Automorphisms of free metabelian Lie algebras, I

TL;DR

This paper proves that certain automorphisms of free metabelian Lie algebras are tame under specific conditions, challenging previous assumptions, and introduces new classifications for automorphisms based on their degree and variable movement.

Contribution

It establishes tameness of Chein and exponential automorphisms of free metabelian Lie algebras for degrees above certain thresholds, contradicting earlier results, and characterizes automorphisms moving only two variables as almost tame.

Findings

Chein automorphisms of degree ≥ 4 are tame

Exponential automorphisms of degree ≥ 5 are tame

Automorphisms moving only two variables are almost tame

Abstract

We show that all Chein automorphisms (or one-row transformations) of lower degree $\geq 4$ of a free metabelian Lie algebra $M_n$ of rank $n\geq 4$ over an arbitrary field $K$ of characteristic $\neq 3$ are tame.
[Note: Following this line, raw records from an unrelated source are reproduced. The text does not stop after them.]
PR #106, opened 2026-04-29
DX-119753: Switch Streamable HTTP to stateless mode + add session-aware diagnostics

aniket-s-kulkarni:
## Summary

Jira:
- https://dremio.atlassian.net/browse/DX-119753
- https://dremio.atlassian.net/browse/DX-118422

Adds MCP request correlation and transport diagnostics for Streamable HTTP, then switches Streamable HTTP to stateless mode to avoid stale in-memory MCP session failures after server/pod restarts.

## RCA

While testing Claude through ngrok against a local MCP server, the server was restarted after Claude had already initialized an MCP Streamable HTTP session. Claude then reused the old session id on the next tool call:

```http
POST /mcp/<project_id> HTTP/1.1
Accept: application/json, text/event-stream
Mcp-Protocol-Version: 2025-06-18
Mcp-Session-Id: cc09fe87d1944e0996d15687c69286de

{"method":"tools/call","params":{"name":"RunSqlQuery","arguments":{"query":"SELECT 1"}},"jsonrpc":"2.0","id":1}
```

The restarted server returned:

```http
HTTP/1.1 400 Bad Request

Bad Request: No valid session ID provided
```

The request had a valid protocol version and did include `Mcp-Session-Id`. The failure was that the Python MCP SDK stores Streamable HTTP session transports in process memory. After a restart, the server's `_server_instances` map is empty, so Claude's old session id is unknown.

The MCP Streamable HTTP spec expects stale/expired session recovery via `404`, allowing clients to reinitialize. The current Python SDK returns `400` for this unknown-session path, which can prevent Claude from recovering cleanly.

## Changes

- Adds `structlog.contextvars.merge_contextvars` to the logging pipeline.
- Binds MCP request context for the entire tool invocation scope with `bound_contextvars`, so logs emitted below the tool wrapper include the same correlation fields.
- Adds a per-call `tool_invocation_id` so multiple calls in the same MCP session can be distinguished.
- Adds `MCPTransportLoggingMiddleware` around `/mcp...` requests to log safe 3xx and above transport diagnostics before a tool invocation exists.
- Enables FastMCP `stateless_http=True` for Streamable HTTP so server restarts and non-sticky routing do not invalidate idle clients via process-local MCP session state.

Logged tool invocation fields include:
- tool name, outcome, duration
- MCP session id and protocol version when available
- JSON-RPC request id
- tool invocation id
- client host, request method/path
- project id and authenticated user id when available
- error type/message for failed invocations

Logged transport failure fields include:
- status code
- response error body, truncated to 2048 bytes
- request/response MCP session id when present
- MCP protocol version
- request method/path/client
- `Accept` and `Content-Type`
- project id when available

This intentionally does not log bearer tokens, request bodies, tool arguments, SQL text, result data, or Authorization headers. It also avoids adding session/user labels to Prometheus metrics to prevent high-cardinality metrics.

## Repro

1. Use a config like:

```yaml
dremio:
  enable_search: true
  allow_dml: true
  project_id: DREMIO_DYNAMIC
  uri: https://api.dev.dremio.site
tools:
  server_mode: FOR_DATA_PATTERNS
```

2. Start the server:

```bash
uv run dremio-mcp-server run --enable-streaming-http --no-log-to-file --log-level DEBUG
```

3. Expose it:

```bash
ngrok http 8000
```

4. Add the ngrok project-scoped URL to Claude as an MCP connector:

```text
https://<ngrok-host>/mcp/<project_id>
```

5. Call `RunSqlQuery` with `SELECT 1`.
6. Restart the MCP server while leaving the Claude connector/session in place.
7. Call `RunSqlQuery` again.

Pre-fix, Claude reuses the stale `Mcp-Session-Id` and the SDK returns `400 Bad Request: No valid session ID provided`.

## Testing

- `uv run pytest tests/servers/test_jwks_verifier.py::TestMCPTransportLoggingMiddleware tests/servers/test_jwks_verifier.py::TestStreamableHttpInit tests/servers/test_jwks_verifier.py::TestMakeLoggedInvoke -q`
- `uv run pytest tests/test_log.py -q`
- `uv run pytest tests/config/test_launchdarkly_integration.py::test_log_level_refresh_updates_level tests/config/test_launchdarkly_integration.py::test_log_level_refresh_no_change_when_same tests/servers/test_jwks_verifier.py::TestMakeLoggedInvoke -q`
- `uv run black --check --diff --workers 1 src/dremioai/servers/mcp.py`

### DIFF
--- a/src/dremioai/log.py
+++ b/src/dremioai/log.py
@@ -105,6 +105,7 @@ def configure(enable_json_logging=None, to_file=False):
         else structlog.dev.ConsoleRenderer()
     )
     processors = [
+        structlog.contextvars.merge_contextvars,
         structlog.processors.add_log_level,
         structlog.processors.TimeStamper(),
         structlog.stdlib.filter_by_level,
--- a/src/dremioai/servers/mcp.py
+++ b/src/dremioai/servers/mcp.py
@@ -59,6 +59,7 @@ from starlette.middleware.base import BaseHTTPMiddleware, RequestResponseEndpoin
 from starlette.requests import Request
 from starlette.responses import Response
 from starlette.responses import Response as StarletteResponse
+from starlette.types import ASGIApp, Message, Receive, Scope, Send
 from structlog.contextvars import bound_contextvars
 from typer import Argument, BadParameter, Option, Typer
 from yaml import dump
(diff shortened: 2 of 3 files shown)


ssaumitra (dismissed):
lgtm

aniket-s-kulkarni:
Implemented MCP tool invocation log-context propagation in `aae60bc`.

What changed:
- `dremioai.log.configure()` now includes `structlog.contextvars.merge_contextvars`, so context bound with structlog contextvars is merged into every `dremioai.log` event.
- `make_logged_invoke()` now binds the MCP request context for the whole tool invocation scope using `bound_contextvars(...)` instead of attaching the session fields only to the wrapper's success/error log.
- The bound context includes `mcp_session_id`, JSON-RPC request id, protocol version, client, method/path, project/user ids when available, `tool`, and a per-call `tool_invocation_id`.
- The context is automatically reset when the invocation exits, so it does not leak into later logs.

Added regression coverage:
- `TestMakeLoggedInvoke::test_propagates_mcp_request_context_to_nested_logs` emits a log from inside the wrapped tool function and verifies it contains the MCP session/request/tool context.
- The same test emits another log after the invocation and verifies the session context is no longer present.

Local verification:
- `uv run pytest tests/servers/test_jwks_verifier.py::TestMakeLoggedInvoke -q`
- `uv run pytest tests/test_log.py -q`
- `uv run pytest tests/config/test_launchdarkly_integration.py::test_log_level_refresh_updates_level tests/config/test_launchdarkly_integration.py::test_log_level_refresh_no_change_when_same tests/servers/test_jwks_verifier.py::TestMakeLoggedInvoke -q`
- `uv run black --check --diff src/dremioai/log.py src/dremioai/servers/mcp.py`

ssaumitra (dismissed):

aniket-s-kulkarni:
Added follow-up changes in `78914d5` for the Claude/ngrok restart troubleshooting case.

What changed:
- Streamable HTTP now initializes FastMCP with `stateless_http=True`, so the server no longer depends on in-memory MCP session ids for subsequent HTTP requests. This avoids idle clients breaking when the local server/pod restarts or when requests land on a different process.
- Added `MCPTransportLoggingMiddleware` around the Streamable HTTP app. For `/mcp...` responses with status >= 400 it logs safe transport diagnostics:
  - HTTP method/path/client/status
  - request `mcp-session-id`
  - request `mcp-protocol-version`
  - request `Accept` and `Content-Type`
  - response `mcp-session-id`, if any
  - response error body, truncated to 2048 bytes
  - project id from the project path middleware when available
- The middleware does not log Authorization headers or request bodies/tool arguments.

Added tests:
- transport 400 logging includes session/protocol/error body context and excludes bearer token contents
- streamable HTTP init sets `stateless_http=True`
- existing tool-level context propagation tests still pass

Local verification:
- `uv run pytest tests/servers/test_jwks_verifier.py::TestMCPTransportLoggingMiddleware tests/servers/test_jwks_verifier.py::TestStreamableHttpInit tests/servers/test_jwks_verifier.py::TestMakeLoggedInvoke -q`
- `uv run pytest tests/test_log.py -q`
- `uv run pytest tests/config/test_launchdarkly_integration.py::test_log_level_refresh_updates_level tests/config/test_launchdarkly_integration.py::test_log_level_refresh_no_change_when_same tests/servers/test_jwks_verifier.py::TestMakeLoggedInvoke -q`
- `uv run black --check --diff --workers 1 src/dremioai/servers/mcp.py`

ssaumitra (approved):
As discussed in the call, we found the root cause for HTTP 400/401 errors while adding the logging and we are fixing in the same PR.

Please adjust thePR title and description and add information about `stateless_http` changes.

Otherwise the changes look good to me.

We then show that all exponential automorphisms of $M_n$ of lower degree $\geq 5$ are also tame under the same conditions. The same results hold for fields of any characteristic when $n\geq 5$. These results contradict some long-standing results in the area. We also prove that a large class of automorphisms of $M_n$ of rank $n\geq 4$ that move only two variables are almost tame, that is, they can be expressed as a product of Chein automorphisms.